For this particular customer scenario, we're needlessly complicating things because the original filename was valid all along in the following places:
1) on the remote system
2) in the RemoteSystemTempFiles cache
3) in the Navigator or Project Explorer view

If the customer had used a filename that actually needed to be escaped, then the file in the Navigator would have had to be escaped as well.
Comment 12 David McKnight CLA 2011-01-04 10:07:13 EST
Martin, did you get a chance to look at my last comment?
Comment 13 Martin Oberhuber CLA 2011-01-04 10:37:29 EST
(In reply to comment #11)
The explanation makes sense, and I see now how your proposed change is not evil, so I think I can live with your proposed change. I'm still confused about this statement:

> 'upload', do you mean the 'cross-system copy'?  By that, I mean the case where
> we download a remote file to the temp files cache and, from there, we copy to
> either another project or another remote file system.  If that's what you mean
> by upload, then indeed, the file name is not being unescaped and we're not
> using the metadata there - in the case of a copy to a project the remote file
> name wouldn't work anyway if those characters are invalid.

I think that in this case, the original filename from metadata should be used for forming a candidate target filename, and the test what characters are invalid should be done against the target system (and not the current host system). But that's a proposed improvement beyond what we have today so this could be tracked with a separate bug.

> Unfortunately, if we're copying from the temp files to a generic Eclipse
> project, we lose the metadata that would store the original remote filename
> since such projects are outside of the scope of RSE's file handling.

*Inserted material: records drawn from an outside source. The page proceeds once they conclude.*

PR #29, opened 2019-10-23
Libtest tests fixed

alefedor:
Fixed a problem with not all tests being executed.
Improved tests.
Added ```AbstractLinCheckTest``` for testing all LinCheck strategies

PR #111, opened 2021-08-21
Iteration skipping

alefedor:
* Iteration number is now always present in the incorrect execution log.
* Iterations can be skipped via `Options.skipIterations(iterations)` to reproduce errors faster.

### DIFF
--- a/README.md
+++ b/README.md
@@ -30,7 +30,6 @@ Table of contents
     + [Operation groups](#operation-groups)
   * [Parameter generators](#parameter-generators)
     + [Binding parameter and generator names](#binding-parameter-and-generator-names)
-  * [Custom scenarios](#custom-scenarios)
   * [Sequential specification](#sequential-specification)
   * [Validation functions](#validation-functions)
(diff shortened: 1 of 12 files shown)


ndkoval:
Hi @alefedor! 

Sorry for the long reply; I managed to take a look at the PR only now. 

The suggestion is excellent, but I would slightly replace the API. As you need to reproduce the error by running a specific iteration and only it, I suggest adding an option `runSpecificIteration` (let's think about the better naming later), which runs only this particular iteration, skipping all the previous and further ones. 

I would also embed the iteration number in the error title (e.g., printing `= Invalid execution results = (iteration #29/100)`). However, it does not matter a lot, and we can change this at any moment later.

alefedor:
Hi @ndkoval ,

Yes, it makes sense to run only one specific iteration

ndkoval:
We have decided to implement #139 instead, so I am closing the PR.

@avpotapov00, you may be interested in the tests.

PR #115, opened 2022-01-30
Fix test name for StressOptionsTest in README

dapengzhang0:


ndkoval:
I would prefer not to rename the test name as `StressOptionsTest` means that it tests `StressOptions`.

alefedor:
Yeah, it seems like names in the code example are not consistent.
Either `MyConcurrentTest` -> `StressOptionsTest` or vice versa

Issue #124, opened 2022-11-02
memory leak resulting in hung threads


btwilk:
Version: 2.15
I'm model checking a fairly complex piece of code and found that several iterations complete successfully but eventually lincheck detects hung threads.

Increasing heap size allows more iterations to succeed. This made me suspect a memory leak across iterations. I analyzed some heap dumps and found that most memory was consumed by ModelCheckingStrategy instances which contain huge (100s of MB) trees of potential context switch choices. It seems that each iteration uses a fresh ModelCheckingStrategy instance but something is holding on to references to the instances from completed iterations so that they are not GC'd.

E.g. when I take a snapshot during iteration 3, I see 3 instances of ModelCheckingStrategy in the dump despite there having been full GCs.

btwilk:
I know I inundated you recently with a lot of bug reports, but I wanted to call out that this one is the most debilitating. I'm running with a 48GB heap and still can only do 10-25 iterations depending on the test, and I need to fork JVMs for each test class as the memory leaks pile up across test classes too.

Wondering if you've found the cause of the leak.

alefedor:
Hi @btwilk !

Thank you for your valuable bug reports :)  
Yeah, a memory leak can result in hung threads report.  

I've checked tests for `java.util.concurrent.ConcurrentHashMap`/`ConcurrentDeque`/`ConcurrentSkipList` and `jctools.NonBlockingHashMapLong` but was not able to observe more than one `ModelCheckingStrategy` instance. 

I know there something like a memory leak in `LinearizabilityVerifier` because it caches scenario results and keeps this cache between iterations, however, from your description, this is not your case. Without this leak, the memory consumption graphs seem healthy to me.

So, can you please provide some insight into what kind of tests you are running?  
In particular, I am interested in the following:
- Do operations in your tests have parameters or results of non-primitive types (i.e., actual objects, not `Int`, `Long`, `Bool`, etc)?
- How big are the scenarios you generate? The number of interleavings and valid results grows exponentially with the number of threads and operations, so usually no more than `3` threads and `3` operations in each thread are used in tests (and we do not know an real example when a bug requires more threads/operations)

btwilk:
Answering your questions:
* I currently have non-primitive parameters but looking back at my commit history, I had already reduced the iteration count to 25 with only primitive parameters.
* I happen to have also landed on 3 threads with 3 operations as being a sweet spot.

[...]

PR #128, opened 2022-11-17
Fix Verifier memory leak

alefedor:
Fixed a memory leak between iteration in Lincheck.

The LinCheck Verifier caches scenario results which it already verified to bound computations.
However, this cache was kept between different iterations, essentially resulting in a memory leak.
The cached values from previous iterations can be useful only if the scenario generated in the current iteration is the same as in one of the previous iterations, which is an unlikely event in practice.

The size of the leak can be large for tests of reasonable size. I managed to get a 500Mb leak for a configuration with 3 threads, 2 operations per thread, 1000 invocations per iterations and 500 iterations.

This PR re-creates linearizability verifier for each iteration to avoid this leak

### DIFF
--- a/src/jvm/main/org/jetbrains/kotlinx/lincheck/LinChecker.kt
+++ b/src/jvm/main/org/jetbrains/kotlinx/lincheck/LinChecker.kt
@@ -64,15 +64,21 @@ class LinChecker (private val testClass: Class<*>, options: Options<*, *>?) {
 
     private fun CTestConfiguration.checkImpl(): LincheckFailure? {
         val exGen = createExecutionGenerator()
-        val verifier = createVerifier(checkStateEquivalence = true)
         for (i in customScenarios.indices) {
+            val verifier = createVerifier(checkStateEquivalence = i == 0)
             val scenario = customScenarios[i]
             scenario.validate()
             reporter.logIteration(i + 1, customScenarios.size, scenario)
             val failure = scenario.run(this, verifier)
             if (failure != null) return failure
         }
+        var verifier = createVerifier(checkStateEquivalence = true)
         repeat(iterations) { i ->
+            // If verifier is too old or not enough free memory, create a new one to avoid memory leaks.
+            // Otherwise, the memory leak can cause OutOfMemoryError, especially when non-primitive parameters or results are used.
+            // https://github.com/Kotlin/kotlinx-lincheck/issues/124
+            if ((i + 1) % VERIFIER_REFRESH_CYCLE == 0 || lacksFreeMemory())
+                verifier = createVerifier(checkStateEquivalence = false)
             val scenario = exGen.nextExecution()
             scenario.validate()
             reporter.logIteration(i + 1 + customScenarios.size, iterations, scenario)
@@ -85,6 +91,12 @@ class LinChecker (private val testClass: Class<*>, options: Options<*, *>?) {
             }
         }
         return null
+    }
+
+    private fun lacksFreeMemory(): Boolean {
+        val runtime = Runtime.getRuntime()
+        // Check whether less than 10% free memory is left
+        return runtime.freeMemory() < 0.1 * runtime.maxMemory()
     }
 
     // Tries to minimize the specified failing scenario to make the error easier to understand.
@@ -209,6 +221,8 @@ class LinChecker (private val testClass: Class<*>, options: Options<*, *>?) {
         fun check(testClass: Class<*>, options: Options<*, *>? = null) {
             LinChecker(testClass, options).check()
         }
+
+        private const val VERIFIER_REFRESH_CYCLE = 100
     }
 }
 
--- a/src/jvm/main/org/jetbrains/kotlinx/lincheck/LinChecker.kt
+++ b/src/jvm/main/org/jetbrains/kotlinx/lincheck/LinChecker.kt
@@ -74,10 +74,12 @@ class LinChecker (private val testClass: Class<*>, options: Options<*, *>?) {
         }
         var verifier = createVerifier(checkStateEquivalence = true)
         repeat(iterations) { i ->
-            // If verifier is too old or not enough free memory, create a new one to avoid memory leaks.
-            // Otherwise, the memory leak can cause OutOfMemoryError, especially when non-primitive parameters or results are used.
+            // For performance reasons, verifier re-uses LTS from previous iterations.
+            // This behaviour is similar to a memory leak and can potentially cause OutOfMemoryError.
+            // This is why we periodically create a new verifier to still have increased performance
+            // from re-using LTS and limit the size of potential memory leak.
             // https://github.com/Kotlin/kotlinx-lincheck/issues/124
-            if ((i + 1) % VERIFIER_REFRESH_CYCLE == 0 || lacksFreeMemory())
+            if ((i + 1) % VERIFIER_REFRESH_CYCLE == 0)
                 verifier = createVerifier(checkStateEquivalence = false)
             val scenario = exGen.nextExecution()
             scenario.validate()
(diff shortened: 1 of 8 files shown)


ndkoval:
Hi @alefedor, could you please check that this PR does not affect performance and that the source of the memory leak is the cache of the previous results?

In `CachedVerifier`, a *weak* hashmap is used to avoid such a leak; once the ExecutionScenario is garbage collected, the corresponding cache is also removed. 
```
    private final Map<ExecutionScenario, Set<ExecutionResult>> previousResults = new WeakHashMap<>();
```

At the same time, reusing a verifier enables reusing the LTS structure, which improves the performance and produces a memory leak.

alefedor:
Hi @ndkoval !

You are right. I've seen the correct place of the memory leak but forgot about it.
The memory leak is actually not in caching results but here
https://github.com/Kotlin/kotlinx-lincheck/blob/1c3fdc0200769ce7b207251a0c299676c185dc21/src/jvm/main/org/jetbrains/kotlinx/lincheck/verifier/LTS.kt#L67

This hashmap strictly increases as the time goes on.
As a result, those 500Mb consisted of `LTS` and `LTS$StateInfo`.

So, the problem is reusing LTS, which, I suspect, is also not very useful when scenarios differ.

ndkoval:
It was useful. Could you please check how your change affects the performance?

alefedor:
@ndkoval 
Good point. It affects performance.

Baseline: stress (36s), model checking (1m17s)
Reset after every iteration: stress (44s), model checking (1m30s)
Reset every 5-th iteration: stress (39s), model checking (1m21s)

It is clear that we can not leave this memory leak. Potentially, It can be especially severe when there are non-primitive transformed parameters or values. They can hold the loader, which holds `ManagedStateHolder`, which holds `ManagedStrategy`, which holds the whole interleaving tree.

 So, do you have good suggestions for how to remove the memory leak without affecting performance much?

I can think of the following heuristics:
- Resetting every k-th iteration instead of every iteration. As you can see, resetting verifier every 5-th iteration works.  
- Removing after every iteration LTS states for large executions as they are unlikely to be reused.
- Removing after every iteration a constant fraction of LTS states. It can be, for example, the least popular states. If there were $S$ states and we filtered $(1-p)S$ of them ( $p<1$ ), then the maximum number of states can reach $\frac S p$, which is in a constant number more than the number of states for one iteration

ndkoval:
We need more thoughtful experiments than one test case to evaluate the performance impact. However, I believe we can create a new verifier once per 100 iterations, and it won't affect most users.

alefedor:
@ndkoval 
Please have a look on the new approach.
The verifier is:
1. Renewed every 100 iterations to bound the maximum memory leak (soft anti-leak tactic).
2. Renewed if less than 10% free memory is remaining to get more free memory (hard anti-leak tactic).

src/jvm/main/org/jetbrains/kotlinx/lincheck/LinChecker.kt
```diff
@@ -87,6 +93,18 @@ class LinChecker (private val testClass: Class<*>, options: Options<*, *>?) {
         return null
     }
 
+    private fun lacksFreeMemory(): Boolean {
+        val runtime = Runtime.getRuntime()
+        val maxMemory = runtime.maxMemory()
+        if (maxMemory == Long.MAX_VALUE && !showedUnboundedMaxMemoryWarning) { // unbounded max memory
+            showedUnboundedMaxMemoryWarning = true
+            reporter.logWarning("Unbounded maximum JVM memory detected. This can potentially lead to OutOfMemoryError or " +
```
ndkoval, line 101: This warning does not seem useful (no real use-cases where it helps), let's remove it for code simplicity

src/jvm/main/org/jetbrains/kotlinx/lincheck/LinChecker.kt
```diff
@@ -64,15 +66,19 @@ class LinChecker (private val testClass: Class<*>, options: Options<*, *>?) {
...
+            val verifier = createVerifier(checkStateEquivalence = true)
             val scenario = customScenarios[i]
             scenario.validate()
             reporter.logIteration(i + 1, customScenarios.size, scenario)
             val failure = scenario.run(this, verifier)
             if (failure != null) return failure
         }
+        var verifier = createVerifier(checkStateEquivalence = true)
         repeat(iterations) { i ->
+            // if verifier is too old or not enough free memory, create a new one to avoid memory leaks
```
ndkoval, line 79: Let's add a reference to the issue (#128)

ndkoval (changes requested):

src/jvm/main/org/jetbrains/kotlinx/lincheck/LinChecker.kt
```diff
@@ -181,11 +194,14 @@ class LinChecker (private val testClass: Class<*>, options: Options<*, *>?) {
             if (!checkStateEquivalence) return@also
             val stateEquivalenceCorrect = it.checkStateEquivalenceImplementation()
             if (!stateEquivalenceCorrect) {
-                if (requireStateEquivalenceImplCheck) {
-                    val errorMessage = StringBuilder().appendStateEquivalenceViolationMessage(sequentialSpecification).toString()
-                    error(errorMessage)
-                } else {
-                    reporter.logStateEquivalenceViolation(sequentialSpecification)
+                if (!showedStateEquivalenceError) {
```
ndkoval, line 197: It's simpler to create a new verifier with `checkStateEquivalence = true` only the first time.

ndkoval (changes requested):

src/jvm/main/org/jetbrains/kotlinx/lincheck/LinChecker.kt
```diff
@@ -87,6 +94,12 @@ class LinChecker (private val testClass: Class<*>, options: Options<*, *>?) {
         return null
     }
 
+    private fun lacksFreeMemory(): Boolean {
+        val runtime = Runtime.getRuntime()
```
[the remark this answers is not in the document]
alefedor: Wait, the warning is no longer here...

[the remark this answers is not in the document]
alefedor: This is not a warning, just a safety mechanism which ensures that `OutOfMemoryError` can not be caused by verifier. Typically, 100 iterations will pass faster than the memory will be exhausted. Yes, GC can be postponed until necessary but Garbage Collectors still try to avoid situations of "almost completely filled memory" since they can lead to long pauses. False positive alarm can lead to reduced performance (for which we do not have experiments), but false negative alarm leads to `OutOfMemoryError` and to Lincheck crash

btwilk:
While I'm happy with a workaround to (https://github.com/Kotlin/kotlinx-lincheck/issues/124), I'm also curious as to whether the root cause for the non-(LTS cache) memory leak involving non-primitive operation parameters can be directly fixed.

src/jvm/main/org/jetbrains/kotlinx/lincheck/LinChecker.kt
```diff
@@ -64,15 +64,23 @@ class LinChecker (private val testClass: Class<*>, options: Options<*, *>?) {
...
-        val verifier = createVerifier(checkStateEquivalence = true)
         for (i in customScenarios.indices) {
+            val verifier = createVerifier(checkStateEquivalence = i == 0)
             val scenario = customScenarios[i]
             scenario.validate()
             reporter.logIteration(i + 1, customScenarios.size, scenario)
             val failure = scenario.run(this, verifier)
             if (failure != null) return failure
         }
+        var verifier = createVerifier(checkStateEquivalence = true)
```
ndkoval, line 75: `checkStateEquivalence` can be true multiple times now

ndkoval (changes requested):

ndkoval (approved):

ndkoval:
@alefedor, thanks for investigating the original problem and providing a great-quality fix!

ndkoval:
Fixes #124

I don't understand this. Any copy operation A -> B should support using a different name in B ?
Comment 14 David McKnight CLA 2011-01-04 10:53:30 EST
(In reply to comment #13)

> I think that in this case, the original filename from metadata should be used
> for forming a candidate target filename, and the test what characters are
> invalid should be done against the target system (and not the current host
> system). But that's a proposed improvement beyond what we have today so this
> could be tracked with a separate bug.

I agree and it makes sense to open a separate bug for this.  
> 
> > Unfortunately, if we're copying from the temp files to a generic Eclipse
> > project, we lose the metadata that would store the original remote filename
> > since such projects are outside of the scope of RSE's file handling.
> 
> I don't understand this. Any copy operation A -> B should support using a
> different name in B ?

All I mean is that if a user copies a remote file with the name "abc>def.txt" via RSE to an arbitrary local project (on a Windows client), the file in the local project cannot be called "abc>def.txt" since those characters are invalid on local.  So either an escaping should be performed or the operation should be disabled.  In the former case, once the escaped file is copied to the local project, RSE is not managing the metadata to keep track of the original filename.
Comment 15 David McKnight CLA 2011-01-04 11:05:20 EST
I've committed the change to cvs.

Kenya, do you require a backport of this?
Comment 16 Kenya Ishimoto CLA 2011-01-12 02:51:47 EST
(In reply to comment #15)
> I've committed the change to cvs.
> 
> Kenya, do you require a backport of this?

(In reply to comment #15)
> I've committed the change to cvs.
> 
> Kenya, do you require a backport of this?

David, yes, we need backport for both 3.2.X and 3.0.X maintenance stream. 3.2.X for our latest product release. 3.0.X for maintenance release for the customer originally reported the problem.
Comment 17 David McKnight CLA 2011-01-12 11:18:48 EST
I've opened bug 334128 for the 3.2.x backport and bug 334129 for the 3.0.x backport.